There's a lot more to say here, I'm sure — one could probably riff for a while on how both Williams and the man who was in many ways his opposite, Wallace Stevens, are both heirs to the Blakean visionary Romantic tradition. I mean, Stevens' "Of Mere Being," with its gold and "fire-fangled" bird, glowing brightly "without human meaning" is probably a good counterpart to these Williams poems. And there's probably something to say about the idea of language as a reducer of experience. Huxley talks about this, and so does T.E. Hulme, the main theorist of imagism.
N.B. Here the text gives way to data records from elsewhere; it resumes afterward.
Issue #2634, opened 2025-04-29
Remove `empty-brace-spaces` from recommended


golopot:
### Description

Formatting problems are better handled by code formatters like prettier. This code formatting rule should be removed from recommended rules, because it produce noisy warnings if you already have a code formatter configured, which I believe is true for most projects.

### Examples

.

sindresorhus:
https://github.com/sindresorhus/eslint-plugin-unicorn/issues/896

sindresorhus:
The recommend preset is our recommendation. We are considering an unopinionated preset which would not include the rule.

golopot:
Thanks for the heads-up

PR #2715, opened 2025-08-07
feat: add 'unopinionated' config

### LINKED ISSUE #896: Add `unopinionated` preset

JoshuaKGoldberg:
Fixes #896.

Adds all rules from `recommended` to a new `unopinionated` config, with the exception of rules that add in subjective opinions >1% of users might not want (per my vague guesstimation). This list was generated by looking through #896 & linked issues, then running on my personal repos:

| Rule                        | Reason                                                 | Mentioned |
| --------------------------- | ------------------------------------------------------ | --------- |
| catch-error-name            | Subjective naming preference                           | #896      |
| consistent-function-scoping | Subjective preference; doesn't impact control flow     |           |
| empty-brace-spaces          | Formatters also handle this                            | #2634     |
| explicit-length-check       | Subjective preference; increases character count       |           |
| filename-case               | Subjective naming preference                           | #896      |
| no-array-callback-reference | Subjective preference; not always cleaner code         |           |
| no-array-reduce             | Subjective code structure preference                   | #896      |
| no-await-expression-member  | Subjective preference; not always cleaner code         |           |
| no-for-loop                 | Subjective preference; not always optimal              |           |
| no-nested-ternary           | Very opinionated; some projects need this              | #896      |
| no-null                     | Subjective preference some libraries don't work with   | #896      |
| prefer-export-from          | Subjective preference; not always less code            |           |
| prefer-query-selector       | Subjective preference not relevant to all projects     | #896      |
| prefer-spread               | Subjective preference; doesn't impact control flow     |           |
| prevent-abbreviations       | Subjective naming preference                           | #896      |
| switch-case-braces          | Subjective preference; not always cleaner code         |           |
| template-indent             | Conflicts with Vitest-style `.toMatchInlineSnapshot()` |           |

This `unopinionated` config does include the following rules that were mentioned as being candidates for removal:

| Rule                 | Reason                                                                  | Mentioned |
| -------------------- | ----------------------------------------------------------------------- | --------- |
| no-useless-undefined | Legitimate improvement; `consistent-return` doesn't enforce correctness | #2715     |

I recognize I'm not an expert on this plugin and look forward to learning why some rules should(n't) be on those lists. ☺️


fisker:
I don't think "Type safety makes this much less useful" is a good reason to make rule 'opinionated'.

If I understand it correctly. It should only include rules for correctness, there should be only a few rules.

sindresorhus (approved):

docs/rules/catch-error-name.md
```diff
@@ -1,6 +1,6 @@
 # Enforce a specific parameter name in catch clauses
 
-💼 This rule is enabled in the ✅ `recommended` [config](https://github.com/sindresorhus/eslint-plugin-unicorn#recommended-config).
+💼🚫 This rule is enabled in the ✅ `recommended` [config](https://github.com/sindresorhus/eslint-plugin-unicorn#recommended-config). This rule is _disabled_ in the ☑️ `unopinionated` [config](https://github.com/sindresorhus/eslint-plugin-unicorn#recommended-config).
```
fisker, line 3: I think this rule is opinionated.

docs/rules/consistent-assert.md
```diff
@@ -1,6 +1,6 @@
 # Enforce consistent assertion style with `node:assert`
 
-💼 This rule is enabled in the ✅ `recommended` [config](https://github.com/sindresorhus/eslint-plugin-unicorn#recommended-config).
+💼🚫 This rule is enabled in the ✅ `recommended` [config](https://github.com/sindresorhus/eslint-plugin-unicorn#recommended-config). This rule is _disabled_ in the ☑️ `unopinionated` [config](https://github.com/sindresorhus/eslint-plugin-unicorn#recommended-config).
```
fisker, line 3: I think this rule is opinionated.

docs/rules/consistent-empty-array-spread.md
```diff
@@ -1,6 +1,6 @@
 # Prefer consistent types when spreading a ternary in an array literal
 
-💼 This rule is enabled in the ✅ `recommended` [config](https://github.com/sindresorhus/eslint-plugin-unicorn#recommended-config).
+💼🚫 This rule is enabled in the ✅ `recommended` [config](https://github.com/sindresorhus/eslint-plugin-unicorn#recommended-config). This rule is _disabled_ in the ☑️ `unopinionated` [config](https://github.com/sindresorhus/eslint-plugin-unicorn#recommended-config).
```
fisker, line 3: I think this rule is opinionated.

docs/rules/consistent-existence-index-check.md
```diff
@@ -1,6 +1,6 @@
 # Enforce consistent style for element existence checks with `indexOf()`, `lastIndexOf()`, `findIndex()`, and `findLastIndex()`
 
-💼 This rule is enabled in the ✅ `recommended` [config](https://github.com/sindresorhus/eslint-plugin-unicorn#recommended-config).
+💼 This rule is enabled in the following [configs](https://github.com/sindresorhus/eslint-plugin-unicorn#recommended-config): ✅ `recommended`, ☑️ `unopinionated`.
```
fisker, line 3: I think this rule is opinionated.

docs/rules/catch-error-name.md
JoshuaKGoldberg: I'm not following, it's disabled in the unopinionated config. I didn't mark this rule as opinionated. Is this a point of agreement, or...?

fisker: Sorry, I thought it's enabled...

fisker: I'll take another look.

fisker (approved):
LGTM, thanks!

JoshuaKGoldberg:
Update: also the new `require-module-attributes` rule.

sindresorhus:
https://github.com/sindresorhus/eslint-plugin-unicorn/releases/tag/v61.0.0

But I've got to kick it into gear and grade some of the papers I had my students write about Blake's prophetic books. Urizen, ho! Onward, Ahania!
Postscript: Those of you who have been in touch with me via email about blogging on Adorno will no doubt have noticed that this is not an Adorno post. I'm getting there! But the new semester has crushed me beneath her voluminous academic trappings, and I gasp for air. Whatever else Adorno may be, he is not air.